I'm not pining in the meantime - we'll maybe just a tiny bit but I'm like the Jennifer Aniston character - always sweet and kind.

Kanaloa · 09/08/2021 22:51

I don’t know. I’m a pretty cynical/non romantic person so I think the one you’re meant to be with is the one you’re with. I always think if someone was so perfect for you you’d have ended up together.

I’m not much of a star-gazer though, I tend to be content in what I have. I think people who have these lifelong romantic notions are more in love with romance than anything else.

Munkeyface · 10/08/2021 01:28

I had a 6 week fling with a colleague.
We both had partners.
He left our workplace and we made no plans to see each other again. No contact what so ever.

6 months later I was stuck in traffic and scrolling my phone.
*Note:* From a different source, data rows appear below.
PR #1971, opened 2025-01-10
Adding comments

ayushjariyal:
Just adding comments on PLcEntityInterceptor.java file in Fallback section as i am just starting my open source journey

### DIFF
--- a/plc4j/tools/opm/src/main/java/org/apache/plc4x/java/opm/PlcEntityInterceptor.java
+++ b/plc4j/tools/opm/src/main/java/org/apache/plc4x/java/opm/PlcEntityInterceptor.java
@@ -520,6 +520,7 @@ public class PlcEntityInterceptor {
 
         // Fallback
         Object responseObject = response.getObject(sourceFieldName);
+        // Assuming getAll() returns a collection or related structure for validation
         if (clazz.isAssignableFrom(responseObject.getClass())) {
             return responseObject;
         }


plc4j/tools/opm/src/main/java/org/apache/plc4x/java/opm/PlcEntityInterceptor.java
```diff
@@ -520,6 +520,7 @@ static Object getTyped(Class<?> clazz, PlcReadResponse response, String sourceFi
 
         // Fallback
         Object responseObject = response.getObject(sourceFieldName);
+        // Assuming getAll() returns a collection or related structure for validation
```
sruehl, line 523: I don't understand the comment. Where does the `getAll()` come from?

ayushjariyal: Sorry, I am just starting my open-source journey. I have no intention to disturb you, but I want to ensure I am doing things correctly. Could you please help me in my journey?

ottlukas: First of all welcome the PLC4X Project :-). The question @sruehl  has is why do you call the function "getAll()" is the function not called "getObject()" ? So where is the function getAll() come from? Where is it called? Other than beeing a little bit more precise and answer the question we follow "community over code" so every contribution, comment, question, testing etc. is welcome.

Found his number & texted him a quick 'how are you?'

He invited me to a BBQ that afternoon.

He was now single. We rekindled things I broke up with boyfriend.

22 years later and 15yrs married still happily together.
If it wasn't for the traffic on the M25!

YellowMonday · 10/08/2021 02:13

One of my best friends, we grew up together and he was my first boyfriend. We have the world's worst timing, he moved away for uni (year older than me and I told him to go), and since then there has always been something there.
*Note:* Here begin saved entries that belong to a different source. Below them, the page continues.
PR #2016, opened 2025-02-19
fix(plc4j/ab-eth): AB-Ethernet Driver is not connecting in PLC Allen-Bradley SLC 5/05

andvasp:
The request is not being sent as requested in the protocol. According to the protocol it should send the data below.

    <name>Connection Request</name>
    <raw>01010000000000000000000000**0400050000**000000000000000000000</raw>

But it is sending like below:

    <raw>01010000000000000000000000**0000000000**00000000000000000000</raw>

The test is ok! It generates the correct request but when I execute it does not.

Running the test, it gets the information of [senderContext](https://github.com/apache/plc4x/blob/aaf78d9f45b4fa65dc048c87865560d046c4b47e/plc4j/drivers/ab-eth/src/main/generated/org/apache/plc4x/java/abeth/readwrite/CIPEncapsulationPacket.java#L207) from its own test xml file [ParserSerializerTestsuite](https://github.com/apache/plc4x/blob/d45cbf3990d43834bfe617271ef61703453bc42a/protocols/ab-eth/src/test/resources/protocols/abeth/ParserSerializerTestsuite.xml#L30-L29)

Should it be like this? I did not investigate others drivers if they behaves the same way

### DIFF
--- a/plc4j/drivers/ab-eth/src/main/java/org/apache/plc4x/java/abeth/protocol/AbEthProtocolLogic.java
+++ b/plc4j/drivers/ab-eth/src/main/java/org/apache/plc4x/java/abeth/protocol/AbEthProtocolLogic.java
@@ -54,6 +54,9 @@ public class AbEthProtocolLogic extends Plc4xProtocolBase<CIPEncapsulationPacket
     private static final Logger logger = LoggerFactory.getLogger(AbEthProtocolLogic.class);
     public static final Duration REQUEST_TIMEOUT = Duration.ofMillis(10000);
 
+    private static final List<Short> connectionRequestSenderContext = Arrays.asList((short) 0x00, (short) 0x04, (short) 0x00,
+        (short) 0x05, (short) 0x00, (short) 0x00, (short) 0x00, (short) 0x00);
+
     private static final List<Short> emptySenderContext = Arrays.asList((short) 0x00, (short) 0x00, (short) 0x00,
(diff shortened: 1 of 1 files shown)


chrisdutz:
Hi Anderson and welcome to PLC4X :-)

Unfortunately the AB-ETH protocol has not received any updates for almost 6 years. So happy if you can actually use it and are willing to put in a bit of work to improve it. 
Here most of the team simply don't have access to such devices, so we'd be delighted, to have you on board to improve things on that base.

Unfortunately I can't really say much about the protocol ... as I said, I built it 6 years ago and no longer have device access to keep it maintained.

If you say it doesn't work with AB devices without and it does with ... I would be willing to merge it.

andvasp:
Hi Christofer,

Thank you for your receptiveness and for reviewing it.

As you can see, the modifications are simple. I just change it to produce the request like described in [xml test case](https://github.com/apache/plc4x/blob/d45cbf3990d43834bfe617271ef61703453bc42a/protocols/ab-eth/src/test/resources/protocols/abeth/ParserSerializerTestsuite.xml#L30-L29) and double check comparing with other application requests.

After it is merged I will prepare another to reactivate the read mechanism. :)

Thanks.

andvasp:
Hi @chrisdutz!

Do I need to do anything else for the PR to be ready for merge?

Thanks.

chrisdutz:
Oh sorry.. I just started a new job today.... Was a bit hectic the list few days. I'll look into it ASAP.

chrisdutz:
Looked good to me.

But either I'm seeing someone, or he's seeing someone, or I moved overseas.

I've always wondered if the stars aligned whether we actually should be together. We've had a few drunken conversations on this lol. But once again now I've returned from overseas and am single, he's in a very committed relationship. And I actually really like his girlfriend.

Regardless, even if the stars had aligned I don't know if I would be willing to risk the friendship. Despite what all our friends and family say.

robotcollision · 10/08/2021 02:52

I had a weird experience once. I went for a drink after work with a friend and he asked me if I had a 'one that got away'. I'd been single for a while and kept thinking about my uni boyfriend. He was handsome, brilliant, and really loved me. I couldn't remember why I'd split with him. That night I got on the tube thinking about him and overshot my stop by several stations. I turned round, got on a train and someone called my name. It was The One Who Got Away. I was stunned. He was in his city slicker clothes and I was in my scruffy broke artist clothes and I immediately felt a bit embarrassed. He asked if I'd like to go for a drink, was I seeing anyone and when I said no, he started cross-examining me, on the train: I don't believe you. You must have a boyfriend. Are you prepared to cheat on your boyfriend to go for a drink with me? Etc.

By the time it was my stop I was glad to get away and remember what a jealous man he'd been, how hard work he was. Probably a huge co-incidence that it happened that night.